Kerrey’s admissions came in The New York Times Magazine, a story initially quashed by the television networks. Clearly indictable under existing war crime statutes, Kerrey participated in a cover-up of his unit’s killings for nearly three decades while he used his claims to valour to promote his political career.

Following The New York Times revelations, though, two interesting things happened, both relating to how history is constructed, not only as a vision of the past, but as a call to action in the future. In that context, Kerrey’s thinking about his experience in Vietnam, written not too long after he returned, is instructive.
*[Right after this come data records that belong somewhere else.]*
PR #174, opened 2024-10-22
capability: Apply: deny for another process

kolyshkin:
Current version of `capsV3.Apply` has a major problem: if you do something like this:
```go
	c, err := capability.NewPid(pid)
	...
	c.Set(capability.AMBIENT, capability.CAP_CHOWN)
	c.Apply(capability.AMBIENT)
```
then the ambient capability will be applied to the current process, rather than the process identified by pid. Same issue for `BOUNDS`.

For `CAPS` the situation is slightly different: `capset(2)` man page says:

> EPERM	The caller attempted to use capset() to modify the capabilities
> 	of a thread other than itself, but lacked sufficient privilege.
> 	For kernels supporting VFS capabilities, this is never permitted.

Here _kernels supporting VFS capabilities_ means most kernels >= v2.6.24, and all kernels >= v2.6.33. Since Go 1.18+ only supports Linux >= v2.6.32, this pretty much means "all kernels".

Meaning, `Apply(CAPS)` with non-zero pid will try `capset(2)` and return `EPERM`.

Let's return an error early if pid is set in Apply, and add a test case.

Fixes: #168
Closes: #171

### DIFF
--- a/capability/capability_linux.go
+++ b/capability/capability_linux.go
@@ -328,6 +328,9 @@ func (c *capsV3) Load() (err error) {
 }
 
 func (c *capsV3) Apply(kind CapType) (err error) {
+	if c.hdr.pid != 0 {
+		return errors.New("unable to modify capabilities of another process")
+	}
 	last, err := LastCap()
 	if err != nil {
 		return err
--- a/capability/capability_test.go
+++ b/capability/capability_test.go
@@ -9,6 +9,7 @@ import (
 	"os"
 	"os/exec"
 	"runtime"
+	"strings"
 	"testing"
 
 	. "github.com/moby/sys/capability"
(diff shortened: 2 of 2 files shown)


lifubang:
> Meaning, `Apply(CAPS)` with non-zero pid will try `capset(2)` and return `EPERM`.

But they also said:
That is, on
       kernels that have VFS capabilities support, when calling
       capset(), the only permitted values for hdrp->pid are 0 or,
       equivalently, the value returned by [gettid(2)](https://man7.org/linux/man-pages/man2/gettid.2.html).



> but lacked sufficient privilege.

It means this is permitted If we have a sufficient privilege?

kolyshkin:
> > Meaning, `Apply(CAPS)` with non-zero pid will try `capset(2)` and return `EPERM`.
> 
> But they also said: That is, on kernels that have VFS capabilities support, when calling capset(), the only permitted values for hdrp->pid are 0 or, equivalently, the value returned by [gettid(2)](https://man7.org/linux/man-pages/man2/gettid.2.html).

Theoretically, we should also allow settings CAPS when `pid == os.Gettid()`. Practically, since using a TID has the exactly same result as using `0` (in other words, there is no additional functionality when one uses a TID), it is easier for the library to just require `0` here and not handle the TID special case.

> > but lacked sufficient privilege.
> 
> It means this is permitted If we have a sufficient privilege?

It says _"For kernels supporting VFS capabilities, this is never permitted"_. This means that we never have a sufficient privilege. You can read the whole man page at e.g. https://man7.org/linux/man-pages/man2/capset.2.html (the other good source of information is https://man7.org/linux/man-pages/man7/capabilities.7.html).

kolyshkin:
@lifubang thank you for review, let me know what you think.

kolyshkin:
Merging this as we need to move forward

PR #176, opened 2024-10-31
capability: add separate ambient and bound API

kolyshkin:
The API being added is the same as in [kernel.org/pub/linux/libs/security/libcap/cap](https://pkg.go.dev/kernel.org/pub/linux/libs/security/libcap/cap)
package, although the implementation is a bit simpler (here we only set
capabilities for the calling thread).

With this, we can switch runc to moby/sys/capability.

Co-authored-by: @lifubang 
Closes: #165

### DIFF
--- a/capability/capability_linux.go
+++ b/capability/capability_linux.go
@@ -371,7 +371,7 @@ func (c *capsV3) Apply(kind CapType) error {
 
 	if kind&AMBS == AMBS {
 		// Ignore EINVAL as not supported on kernels before 4.3
-		err = ignoreEINVAL(prctl(pr_CAP_AMBIENT, pr_CAP_AMBIENT_CLEAR_ALL, 0))
+		err = ignoreEINVAL(resetAmbient())
 		if err != nil {
 			return err
 		}
@@ -380,7 +380,7 @@ func (c *capsV3) Apply(kind CapType) error {
 				continue
 			}
 			// Ignore EINVAL as not supported on kernels before 4.3
-			err = ignoreEINVAL(prctl(pr_CAP_AMBIENT, pr_CAP_AMBIENT_RAISE, uintptr(i)))
+			err = ignoreEINVAL(setAmbient(true, i))
 			if err != nil {
 				return err
 			}
@@ -388,6 +388,32 @@ func (c *capsV3) Apply(kind CapType) error {
 	}
 
 	return nil
+}
+
+func getAmbient(c Cap) (bool, error) {
+	res, err := prctlRetInt(pr_CAP_AMBIENT, pr_CAP_AMBIENT_IS_SET, uintptr(c))
+	if err != nil {
+		return false, err
+	}
+	return res > 0, nil
+}
+
+func setAmbient(raise bool, caps ...Cap) error {
+	op := pr_CAP_AMBIENT_RAISE
+	if !raise {
+		op = pr_CAP_AMBIENT_LOWER
+	}
+	for _, val := range caps {
+		err := prctl(pr_CAP_AMBIENT, op, uintptr(val))
+		if err != nil {
+			return err
+		}
+	}
+	return nil
+}
+
+func resetAmbient() error {
+	return prctl(pr_CAP_AMBIENT, pr_CAP_AMBIENT_CLEAR_ALL, 0)
 }
 
 func newFile(path string) (c Capabilities, err error) {
--- a/capability/capability_linux.go
+++ b/capability/capability_linux.go
@@ -354,7 +354,7 @@ func (c *capsV3) Apply(kind CapType) error {
 					continue
 				}
 				// Ignore EINVAL since the capability may not be supported in this system.
-				err = ignoreEINVAL(prctl(syscall.PR_CAPBSET_DROP, uintptr(i), 0))
+				err = ignoreEINVAL(dropBound(i))
 				if err != nil {
 					return err
 				}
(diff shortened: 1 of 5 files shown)


kolyshkin:
@lifubang PTAL (this is similar to #165 plus
 - adds `GetAmbient` (for completeness);
 - makes the API similar to that of [cap](https://pkg.go.dev/kernel.org/pub/linux/libs/security/libcap/cap) package;
 - some nits here and there.

capability/capability_linux.go
```diff
@@ -117,6 +117,13 @@ func newPid(pid int) (c Capabilities, retErr error) {
 	return
 }
 
+func ignoreEINVAL(err error) error {
+	if errors.Is(err, syscall.EINVAL) {
+		err = nil
```
thaJeztah, line 122: Reminds me that I stumbled on this package which had a "consider integrating with moby/sys todo; https://github.com/moby/moby/blob/dc225798cbddebd47bfaa0fd8337d145c91fc6ba/internal/unix_noeintr/fs_unix.go#L3-L5

capability/capability_test.go
```diff
@@ -227,3 +228,88 @@ func TestApplyOtherProcess(t *testing.T) {
...
+	for _, cap := range list {
+		want := false
+		got, err := GetAmbient(cap)
+		if err != nil {
+			log.Fatalf("GetAmbient(%s): want nil, got error %v", cap, err)
+		} else if want != got {
+			log.Fatalf("Get(AMBIENT, %s): want %v, got %v", cap, want, got)
+		}
+	}
+	os.Exit(0)
```
thaJeztah, line 314: LOL, had to look twice, but then saw it's called from `testInChild`

thaJeztah (approved):
LGTM

thaJeztah:
@AkihiroSuda @tianon ptal

capability/syscall_linux.go
```diff
@@ -48,8 +48,8 @@ const (
 	pr_CAP_AMBIENT_CLEAR_ALL = uintptr(4)
 )
 
-func prctl(option int, arg2, arg3, arg4, arg5 uintptr) (err error) {
-	_, _, e1 := syscall.Syscall6(syscall.SYS_PRCTL, uintptr(option), arg2, arg3, arg4, arg5, 0)
+func prctl(option int, arg2, arg3 uintptr) (err error) {
+	_, _, e1 := syscall.Syscall(syscall.SYS_PRCTL, uintptr(option), arg2, arg3)
```
thaJeztah: I could've sworn these numbered ones were deprecated, but that was for _windows_ there they added a `SyscallN()`; https://github.com/golang/go/blob/6d39245514c675cdea5c7fd7f778e97bf0728dd5/src/syscall/dll_windows.go#L27-L45

capability/capability_linux.go
kolyshkin: That thing in there is something entirely different -- it's a retry-on-EINTR, and here we have ignore-EINVAL.

As to autogenerating stuff, even github.com/golang/go doesn't do it -- they use helper functions here and there but it's all manual.

capability/capability_test.go
kolyshkin: Yeah, it's somewhat complicated here since we modify capabilities and if we do it in a current process the following tests are toasted.

capability/syscall_linux.go
kolyshkin: Wonder why they did this change only for Windows. Perhaps it's better aligned to native windows apis.

capability/capability_linux.go
```diff
@@ -339,21 +346,17 @@ func (c *capsV3) Apply(kind CapType) (err error) {
...
+			return err
 		}
 		if (1<<uint(CAP_SETPCAP))&data[0].effective != 0 {
 			for i := Cap(0); i <= last; i++ {
 				if c.Get(BOUNDING, i) {
 					continue
 				}
-				err = prctl(syscall.PR_CAPBSET_DROP, uintptr(i), 0, 0, 0)
+				// Ignore EINVAL since the capability may not be supported in this system.
+				err = ignoreEINVAL(prctl(syscall.PR_CAPBSET_DROP, uintptr(i), 0))
```
tianon, line 357: Not a huge deal (certainly not a dealbreaker), but it does seem weird to still use `prctl` directly here when all the rest have switched to your new wrappers -- was there a reason not to use `dropBound` here?

capability/capability_test.go
tianon: I'm way outside my understanding, but isn't that what `runtime.LockOSThread` is for/does?
(makes sure the capabilities are adjusted for the thread we're on, and then if we don't unlock the thread, it exits instead of being reused?)

tianon (approved):
Looks good (and IMO totally fine to merge as-is) -- I left a couple questions, but I don't think they're super important.

capability/capability_linux.go
kolyshkin: Nice catch, thanks!

I added GetBound/DropBound at the last moment, and this here is part of an earlier patch. Still makes sense to use dropBound here -- updated.

capability/capability_test.go
kolyshkin: We are actually re-executing the test binary here (or, rather, in `testInChild`), so here we have a separate process (not a bare go thread) running.

It never occurred to be we can test all this in a separate go thread (rather than a process). Let me give it a try :)

kolyshkin: I quickly tried that and it did't work. I'll add it to TODO and merge this as is for now, since it's just a test case.

kolyshkin: Ah, the `runtime.LockOSThread()`, as added, is needed so that Go runtime won't suddenly switch the goroutine to other OS thread while we run the test.

Practically, for users of this package, it means we need to change capabilities (in a locked OS thread) and then re-exec (which is what runc does).

tianon: Yeah, I was looking at capabilities being a per thread attribute and scratching my beard 😂  sorry it didn't work out, but at least now you know!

As the Times article developed, Kerrey and his friends first began to commiserate with one another about the tough times they had, the strain on their consciences, the difficulty they had in living with dirty secrets, how their reputations of valour may be imperfect. Besides, what were we to do when everyone was an enemy? This experience traces the path of many convicted fascist war criminals in Germany who, exposed long after WWII closed, said the same thing.

Second, the debate shifted to who we shall call heroic. The mainstream outlook is now at least two-fold: perhaps nobody, or maybe people like Kerrey since war is hell. Three kinds of heroes are missed altogether.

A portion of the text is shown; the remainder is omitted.